Die direkteste Art, eine wissenschaftliche Arbeit an den Mann zu bringen, ist, sie den Unternehmen direkt anzubieten. Überleg dir, für wen deine Forschung wirklich (!) nützlich sein könnte, erstelle ein Abstract deiner Arbeit und stelle es der in Frage kommenden Fachabteilung mit ein paar Worten vor. Alternativ oder zusätzlich zum Kauf des PDF kannst du ihnen zum Beispiel einen (kostenpflichtigen) Vortrag über die Ergebnisse anbieten. Hast du Kontakte zu einem beruflichen Netzwerk oder Branchenverband, kannst du auch dort mal anklopfen.

Welchen Preis du für dein Werk aufrufen kannst, lässt sich pauschal nicht sagen. Das hängt stark von der Qualität, der Innovationskraft und der Relevanz für die Unternehmenspraxis ab. Schau dich im Markt ein bisschen um, was für vergleichbare Publikationen verlangt wird.

Selbst wenn die Unternehmen kein Interesse an deiner Abschlussarbeit haben, so dient sie zumindest als Türöffner und Aufhänger für ein Gespräch.

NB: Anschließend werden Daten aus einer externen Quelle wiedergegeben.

PR #394, opened 2026-07-14
feat!: model cycle overflows as persistent fixed points

diegonehab:
## Problem

  Machine and microarchitecture cycle limits were not handled consistently across execution, logging, verification, and
  hash collection.

  In particular, reaching a cycle limit needed to produce a fixed point without requiring an additional machine-state
  transition. Calls targeting the current cycle also always reported that they had reached the target, even when the
  current state already implied overflow, halt, or yield.

  ## Solution

  This PR models machine and microarchitecture cycle overflow as derived, state-preserving fixed points.

  - Machine overflow is derived from `mcycle` and `imcyclemax`.
  - Microarchitecture overflow is derived from `uarch_cycle` and `UARCH_CYCLE_MAX`.
  - A machine at either limit does not advance further.
  - Overflow takes precedence over halt, manual yield, and reaching the target cycle.
  - Calls targeting the current cycle return the break reason implied by the current state.
  - Hash collectors return the same break reason that the corresponding run operation would return.
  - `imcyclemax` is updated when an accepted advance-state input starts a new processing interval.
  - Rollup limits are centralized under `ROLLUP_*` constants.

  The microarchitecture step now reads `uarch_cycle` before checking `uarch_halt`. After executing an instruction, it
  checks overflow immediately after incrementing the cycle, before reporting a halt produced by that instruction. This
  keeps the emulator, recorded access logs, replay verification, and Solidity step verifier aligned.

  ## API changes

  This PR adds explicit machine and microarchitecture overflow break reasons across the C++, C, Lua, and JSON-RPC APIs.

  Notable renames include:

  - `uarch_halt_flag` to `uarch_halt`
  - configuration field `halt_flag` to `halt`
  - `reached_target_cycle` to `reached_target_uarch_cycle`
  - `cycle_overflow` to `uarch_cycle_overflow`
  - `CM_CMIO_LOG2_MAX_OUTPUT_COUNT` to `CM_ROLLUP_LOG2_MAX_OUTPUT_COUNT`

  The obsolete halt-value constants used to distinguish ordinary halt from cycle overflow were removed.

  ## Testing

  The updated tests cover:

  - Machine and microarchitecture overflow fixed points
  - Overflow precedence over halt and manual yield
  - Calls targeting the current cycle
  - Logging and verification at cycle limits
  - Machine-cycle and microarchitecture-cycle hash collection
  - Local and remote machine APIs
  - C, Lua, and JSON-RPC break-reason mappings
  - Microarchitecture access-log ordering


mpernambuco (dismissed):
LGTM

edubart (dismissed):

src/cartesi-machine.lua
```diff
@@ -2902,172 +3092,779 @@ end
...
+        flush_pending_outputs(m, advance)
+        claim:end_epoch()
+    elseif is_mcycle_overflow(break_reason) then
+        report_mcycle_overflow(m)
+        flush_pending_outputs(m, advance)
+        claim:end_epoch()
+    elseif is_yielded_manual(break_reason) then
+        save_cmio_output_proofs(advance)
+        claim:end_epoch()
     end
```
mpernambuco, line 3859: what if an input uses its whole budget without yielding?
should there be an elseif is_target_mcycle(break_reason) here?

diegonehab: In that case we can’t complete the computation hash, right?

diegonehab: You mean because of max mcycle passed in the command line? Because the overflow condition is checked there.

src/cartesi-machine.lua
```diff
@@ -2902,172 +3111,748 @@ end
...
+                claim:end_epoch()
+                return
             else
+                -- An unexpected manual yield is still a fixed point. Finalize the claim before
+                -- reporting the protocol error so callers can dispute the computation that led
+                -- to it. In particular, the uarch claim may still need to pad a selected period
+                -- that execution never reached.
+                claim:end_epoch()
                 error("unexpected manual yield reason")
             end
```
mpernambuco, line 3842: what  will the  backup_closer do after this for ends with active backup_machine, revert? should we commit()?

diegonehab: Very nice catch. In these weird error conditions, the computation hash is perfectly defined: they are sticky fixed points that will never change (send_cmio_response is a noop on them). This is true of an unexpected manual yield, an mcycle overflow, halt, or exception.  We should commit. Will do.

diegonehab: Implemented.

mpernambuco (approved):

Du präsentierst dich als Fachfrau-/mann für ein Thema, und vielleicht mündet das ganze früher oder später in einem guten Kontakt und einem Jobangebot.

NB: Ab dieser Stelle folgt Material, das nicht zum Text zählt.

PR #996, opened 2024-06-18
various error cleanup

khieta:
## Description of changes

While working on writing tests for the FFI edits, I found I wanted to make some adjustments to the error messages. Then before I knew it, I had a bunch of changes in my local repo -- this PR contains a (harmless?) subset of them. My next PR will have more interesting changes, but requires this one to be merged first.
* Added `expect_err` checks to some existing tests to better keep track of how error messages are displayed.
* Added some new tests to `cedar-policy/src/test.rs` to check error behavior not covered by other tests (most tests are related to request validation & context creation).
* Deleted `JsonDeserializationError::ContextCreation` since it was unused.
* Deleted `FromJsonError::PolicySet`, `FromJsonError::Linking`, and `impl TryFrom<PolicySet> for ast::PolicySet` since they were unused & redundant with the [`cedar-policy` definitions](https://github.com/cedar-policy/cedar/blob/9eb19064ac0bb2c1081ad0300b5b27190a25ae16/cedar-policy/src/api.rs#L1683).
* Changed the error type of `typecheck_partial_value` to be `ExtensionFunctionLookupError`, which is more specific than the previous error type `GetSchemaTypeError`.
* Moved most of the content from the `entities` module from `api.rs` to `api/err.rs` so we can keep all the re-exported errors in one place.
* Removed some indirection from the public `ContextJsonError` type. I noticed that we had a version of `ContextCreationError` in the public API, but were using the internal version under the hood in `ContextJsonError`, which was leading to inconsistent error messages with changes I was making for the followup PR mentioned above.
* Minor fixes in error messages.

_(Breaking changes are only in unreleased code, I think)_

### DIFF
--- a/cedar-policy-core/src/est/policy_set.rs
+++ b/cedar-policy-core/src/est/policy_set.rs
@@ -51,9 +51,7 @@ impl PolicySet {
                     None
                 }
             })
-            .collect::<Vec<_>>()
-            .first()
-            .cloned();
+            .next();
 
         let maybe_link = self
             .links
@@ -69,9 +67,7 @@ impl PolicySet {
                     None
                 }
             })
-            .collect::<Vec<_>>()
-            .first()
-            .cloned();
+            .next();
 
         maybe_static_policy.or(maybe_link)
     }
@@ -90,9 +86,7 @@ impl PolicySet {
                     None
                 }
             })
-            .collect::<Vec<_>>()
-            .first()
-            .cloned()
+            .next()
     }
 }
 
--- a/cedar-policy-core/src/est/policy_set.rs
+++ b/cedar-policy-core/src/est/policy_set.rs
@@ -14,9 +14,7 @@
  * limitations under the License.
  */
 
-use super::FromJsonError;
 use super::Policy;
-use crate::ast;
 use crate::ast::EntityUID;
 use crate::ast::{PolicyID, SlotId};
 use crate::entities::json::err::JsonDeserializationErrorContext;
@@ -27,6 +25,7 @@ use std::collections::HashMap;
 
 /// An EST set of policies
 #[derive(Debug, Clone, Serialize, Deserialize, Default)]
+#[serde(rename_all = "camelCase")]
 pub struct PolicySet {
     /// The set of templates in a policy set
     pub templates: Vec<PolicyEntry>,
@@ -64,35 +63,6 @@ struct TemplateLinkContext;
 impl crate::entities::json::DeserializationContext for TemplateLinkContext {
     fn static_context() -> Option<JsonDeserializationErrorContext> {
         Some(JsonDeserializationErrorContext::TemplateLink)
-    }
-}
-
-impl TryFrom<PolicySet> for ast::PolicySet {
-    type Error = FromJsonError;
-
-    fn try_from(value: PolicySet) -> Result<Self, Self::Error> {
-        let mut ast_pset = ast::PolicySet::default();
-
-        for PolicyEntry { id, policy } in value.templates {
-            let ast = policy.try_into_ast_template(Some(id))?;
-            ast_pset.add_template(ast)?;
-        }
-
-        for PolicyEntry { id, policy } in value.static_policies {
-            let ast = policy.try_into_ast_policy(Some(id))?;
-            ast_pset.add(ast)?;
-        }
-
-        for Link {
-            id,
-            template,
-            slots: env,
-        } in value.links
-        {
-            ast_pset.link(template, id, env)?;
-        }
-
-        Ok(ast_pset)
     }
 }
 
--- a/cedar-policy-core/src/est/policy_set.rs
+++ b/cedar-policy-core/src/est/policy_set.rs
@@ -15,8 +15,8 @@
  */
 
 use super::Policy;
-use crate::ast::EntityUID;
-use crate::ast::{PolicyID, SlotId};
+use super::PolicySetFromJsonError;
+use crate::ast::{self, EntityUID, PolicyID, SlotId};
 use crate::entities::json::err::JsonDeserializationErrorContext;
 use crate::entities::json::EntityUidJson;
 use serde::{Deserialize, Serialize};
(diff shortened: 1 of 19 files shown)


john-h-kastner-aws (approved):
Looks good.

A couple comments on some existing error messages.

cedar-policy-validator/src/coreschema.rs
```diff
@@ -307,11 +306,11 @@ pub enum RequestValidationError {
...
     },
-    /// Error computing the type of the `Context`; see the contained error type
-    /// for details about the kinds of errors that can occur
-    #[error("context is not valid: {0}")]
+    /// Error computing the type of the `Context`.
+    /// Currently the only possible error is due to an extension function lookup failure.
+    #[error("invalid context: {0}")]
     #[diagnostic(transparent)]
-    TypeOfContext(GetSchemaTypeError),
+    TypeOfContext(ExtensionFunctionLookupError),
```
cdisselkoen, line 313: I'm surprised that the other variants of `GetSchemaTypeError` aren't possible here.  Shouldn't most of them be possible to encounter when trying to typecheck a `Context`?

Also, even if they aren't possible today, does it seem possible that future changes could leave us wanting to be able to return the other variants of `GetSchemaTypeError` here?  This change would box us in from being able to return those other variants in the future.

cedar-policy-validator/src/types.rs
```diff
@@ -551,7 +551,7 @@ impl Type {
         &self,
         value: &PartialValue,
         extensions: Extensions<'_>,
-    ) -> Result<bool, GetSchemaTypeError> {
+    ) -> Result<bool, ExtensionFunctionLookupError> {
```
cdisselkoen, line 554: Same with these three changes

cedar-policy/src/tests.rs
```diff
@@ -4862,7 +4915,394 @@ mod policy_set_est_tests {
...
+            Some(EntityUid::from_strs("Resource", "resource")),
+            Context::empty(),
+            Some(&schema),
+        )
+        .unwrap_err();
+        expect_err(
+            "",
+            &Report::new(err),
+            &ExpectedErrorMessageBuilder::error(
+                r#"context `<first-class record with 0 fields>` is not valid for `Action::"action"`"#,
```
cdisselkoen, line 5143: it would probably be more helpful to say
```
context `{}` is not valid for `Action::"action"`
```

cdisselkoen (approved):

cedar-policy/src/tests.rs
```diff
@@ -4862,7 +4915,394 @@ mod policy_set_est_tests {
...
+            Context::from_json_value(json!({"foo": 123}), None)
+                .expect("context creation should have succeeded"),
+            Some(&schema),
+        )
+        .unwrap_err();
+        expect_err(
+            "",
+            &Report::new(err),
+            &ExpectedErrorMessageBuilder::error(
+                r#"context `<first-class record with 1 fields>` is not valid for `Action::"action"`"#,
```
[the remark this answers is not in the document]
khieta: Not sure. I agree it's a weird error message -- adding a test gives us a way to track for the future. I'm planning on opening an issue to improve. Will post a link here once I've done that.

cedar-policy-validator/src/coreschema.rs
cdisselkoen: What about the heterogeneous-set case?  do the public constructors for `Context` rule out heterogeneous sets?  I would be surprised if they do -- actually I think it's a bug if they do, since in unvalidated Cedar, heterogeneous sets should be allowed

cedar-policy/src/tests.rs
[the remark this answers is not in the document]
khieta: #998

cedar-policy/src/tests.rs
```diff
@@ -4862,7 +4915,394 @@ mod policy_set_est_tests {
...
+            Some(EntityUid::from_strs("Resource", "resource")),
+            Context::empty(),
+            Some(&schema),
+        )
+        .unwrap_err();
+        expect_err(
+            "",
+            &Report::new(err),
+            &ExpectedErrorMessageBuilder::error(
+                r#"principal type `Resource` is not valid for `Action::"action"`"#,
```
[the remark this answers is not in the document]
khieta: Added this suggestion to #998

cedar-policy/src/tests.rs
khieta: Punting to future work 🙂 #998

khieta:
By popular demand, I've moved the `est::PolicySet` parsing logic back to `est/policy_set.rs`. This ended up being more complicated than I expected since we need to maintain some invariants about the public `PolicySet` type. Careful review of the latest commit would be appreciated.

cedar-policy-validator/src/coreschema.rs
khieta: Different code paths. The heterogenous set error can only be returned when trying to infer the type of a set. This will never happen for context validation because the schema says exactly what type the set should contain. A heterogeneous set will cause `typecheck_restricted_expr` to return `Ok(false)`. (So no errors, but there's a problem with the type of the context.)

khieta: Which is also making me wonder: since we are masking other errors in the `typecheck_restricted_expr` function anyways, maybe we should just drop the `Result` type and return false in case of an `ExtensionFunctionLookupError`?

khieta: Reverted this change in the last commit. I think I can put up a PR later today with some improvements in this part of the code

shaobo-he-aws (approved):

cedar-policy-core/src/est/policy_set.rs
```diff
@@ -36,6 +35,67 @@ pub struct PolicySet {
...
+            .iter()
+            .filter_map(|entry| {
+                if &entry.id == id {
+                    Some(entry.policy.clone())
+                } else {
+                    None
+                }
+            })
+            .collect::<Vec<_>>()
+            .first()
```
cdisselkoen, line 55:
```suggestion
            .next()
```

cedar-policy-core/src/est/policy_set.rs
```diff
@@ -36,6 +35,67 @@ pub struct PolicySet {
...
+                        let unwrapped_est_vals: HashMap<SlotId, EntityUidJson> =
+                            link.slots.iter().map(|(k, v)| (*k, v.into())).collect();
+                        template.link(&unwrapped_est_vals).ok()
+                    })
+                } else {
+                    None
+                }
+            })
+            .collect::<Vec<_>>()
+            .first()
```
cdisselkoen, line 73:
```suggestion
            .next()
```

cedar-policy-core/src/est/policy_set.rs
```diff
@@ -36,6 +35,67 @@ pub struct PolicySet {
...
+            .iter()
+            .filter_map(|entry| {
+                if &entry.id == id {
+                    Some(entry.policy.clone())
+                } else {
+                    None
+                }
+            })
+            .collect::<Vec<_>>()
+            .first()
```
cdisselkoen, line 94:
```suggestion
            .next()
```

cedar-policy-validator/src/coreschema.rs
```diff
@@ -310,7 +310,6 @@ pub enum RequestValidationError {
     /// Error computing the type of the `Context`; see the contained error type
     /// for details about the kinds of errors that can occur
     #[error("context is not valid: {0}")]
-    #[diagnostic(transparent)]
```
cdisselkoen, line 313: should we keep this?

cedar-policy/src/api.rs
```diff
@@ -1680,54 +1645,66 @@ impl FromStr for PolicySet {
...
-            let slots = slots
-                .into_iter()
-                .map(|(key, value)| (key.into(), EntityUid::new(value)))
-                .collect();
-            pset.link(PolicyId::new(template), PolicyId::new(id), slots)?;
-        }
-
-        Ok(pset)
+    fn from_est(est: &est::PolicySet) -> Result<Self, PolicySetError> {
+        let ast: ast::PolicySet = est.clone().try_into()?;
```
cdisselkoen, line 1649: If we're going to unconditionally `.clone()` the `est` in this function, I'd rather take an owned `est` (like the current code); callers can call `.clone()` if they need the clone, but if they don't need ownership after this call, we avoid the clone.  (And looking at the callers, in this case we can indeed avoid the clone)

cdisselkoen (approved):
Looks good, I agree the `.expect()`s are fine

cedar-policy-core/src/est/policy_set.rs
khieta: Thanks for the review lol. Figured I was doing something weird here.

cedar-policy/src/api.rs
cdisselkoen: I'd still take an owned argument, and consume it at the last time it's used in this function (i.e., when we're constructing the lossless policy).  Or is does its last use only require a reference?

khieta: Constructing the lossless policies only requires a reference. (Although behind the scenes every policy ends up cloned via `.get_template()` or `.get_policy()`.)

cdisselkoen: Ick. Ok, probably nothing to do in this PR; if the cloning becomes a performance problem, we'll address it then.

cdisselkoen (approved):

Alternativ oder zusätzlich zu deinem Werbefeldzug durch die Unternehmen kannst du deine Abschlussarbeit komplett oder in Teilen auch als Buch, eBook oder Aufsatz veröffentlichen.

Grundsätzlich lässt sich das Veröffentlichen und Vermarkten komplett in Eigenregie bewerkstelligen. Es gibt diverse Online-Tools wie etwa Calibre , mit denen du dein eBook kostenlos oder gegen eine geringe Gebühr editieren kannst. Auch in kleiner Auflage drucken zu lassen, ist mittlerweile erschwinglich. Um der Welt dann die Existenz deines Werkes kundzutun, kannst du deine eigene Webseite, deine sozialen Netzwerke oder ein Blog nutzen. Du kannst eine Pressemitteilung inklusive Coverfoto verfassen und auf kostenlosen Presseportalen einstellen, Kurzfassungen deiner Arbeit in Fachforen und Fachmedien posten oder im Vorfeld von Fachmessen anfragen, ob und wie man dort Infos auslegen oder vorstellen kann.

Der Vorteil des Do-it-Yourself: Du hast Kosten, Preise, Urheberrechte & Co selbst im Griff, übst dich in Selbstvermarktung und kannst es einfach mal in kleinem Rahmen austesten.

Der Haken: Bis deine wissenschaftlichen Ergüsse so auch von der breiten Masse gefunden werden, musst du viel Zeit, Energie und Fantasie investieren.